Hello,
I am using cuffcompare to identify novel transcripts. However, I am suspicious that many of these "novel" transcripts may be junk/noise, because I was expecting something like 5-10 novel transcripts, but am getting thousands. Many transcripts even show up without chromosomes in the combined GTF!
my output:
# Cuffcompare v2.2.1 | Command line was:
#cuffcompare -s /illumina/runs/RNASeq/Gencode27/GRCh38.p10.genome.fa -r /illumina/runs/RNASeq/Gencode27/gencode.v27.annotation.gtf tra
nscripts.gtf
#
#= Summary for dataset: transcripts.gtf :
# Query mRNAs : 212216 in 66959 loci (173199 multi-exon transcripts)
# (20867 multi-transcript loci, ~3.2 transcripts per locus)
# Reference mRNAs : 198869 in 54870 loci (174194 multi-exon)

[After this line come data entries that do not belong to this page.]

PR #1187, opened 2024-01-03
PUB-2282 simplify logic to handle null values

NatashaAlker:
### JIRA link

https://tools.hmcts.net/jira/browse/PUB-2282

### Change description

Redirect to error page where there are null values in subscription data

```
[ ] Yes
[X] No
```


src/main/controllers/SubscriptionManagementController.ts
```diff
@@ -7,18 +7,23 @@ const subscriptionService = new SubscriptionService();
...
-                req.lng,
-                Object.keys(req.query)[0]
-            );
-            res.render('subscription-management', {
-                ...cloneDeep(req.i18n.getDataByLanguage(req.lng)['subscription-management']),
-                ...subscriptionData,
-            });
-        } else {
-            res.render('error', req.i18n.getDataByLanguage(req.lng).error);
+        if (!req.user) {
```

# Super-loci w/ reference transcripts: 47911
#--------------------| Sn | Sp | fSn | fSp
Base level: 99.7 92.1 - -
Exon level: 150.1 146.9 100.0 100.0
Intron level: 99.4 98.7 100.0 100.0
Intron chain level: 96.0 96.6 100.0 100.0
Transcript level: 96.1 90.0 87.7 82.2
Locus level: 100.0 81.8 100.0 81.8
Matching intron chains: 167245
Matching loci: 54851
Missed exons: 12/573839 ( 0.0%)
Novel exons: 13301/586450 ( 2.3%)
Missed introns: 1783/352804 ( 0.5%)
Novel introns: 155/355547 ( 0.0%)
Missed loci: 6/54870 ( 0.0%)
Novel loci: 12140/66959 ( 18.1%)
Total union super-loci across all input datasets: 66949
I have tried to run cuffcompare with output on a public data set, but for some reason cuffcompare isn't reporting this information with the public data set:
# Cuffcompare v2.2.1 | Command line was:
#cuffcompare -s /illumina/runs/RNASeq/Gencode27/GRCh38.p10.genome.fa -r /illumina/runs/RNASeq/Gencode27/gencode.v27.annotation.gtf SRR5335744/transcripts.gtf SRR5335745/transcripts.gtf SRR5335746/transcripts.gtf SRR5335747/transcripts.gtf SRR5335748/transcripts.gtf SRR533
5749/transcripts.gtf SRR5335750/transcripts.gtf SRR5335751/transcripts.gtf SRR5335752/transcripts.gtf SRR5335753/transcripts.gtf SRR5335754/transcripts.gtf SRR5335755/transcripts.gtf SRR5335756/transcripts.gtf SRR5335757/transcripts.gtf SRR5335758/transcripts.gtf SRR53357
59/transcripts.gtf SRR5335760/transcripts.gtf SRR5335761/transcripts.gtf SRR5335762/transcripts.gtf SRR5335763/transcripts.gtf SRR5335764/transcripts.gtf SRR5335765/transcripts.gtf SRR5335766/transcripts.gtf SRR5335767/transcripts.gtf SRR5335768/transcripts.gtf SRR5335769
/transcripts.gtf
#
Total union super-loci across all input datasets: 72350
(23997 multi-transcript, ~5.0 transcripts per locus)
are these results typical for cuffcompare in RNA-Seq?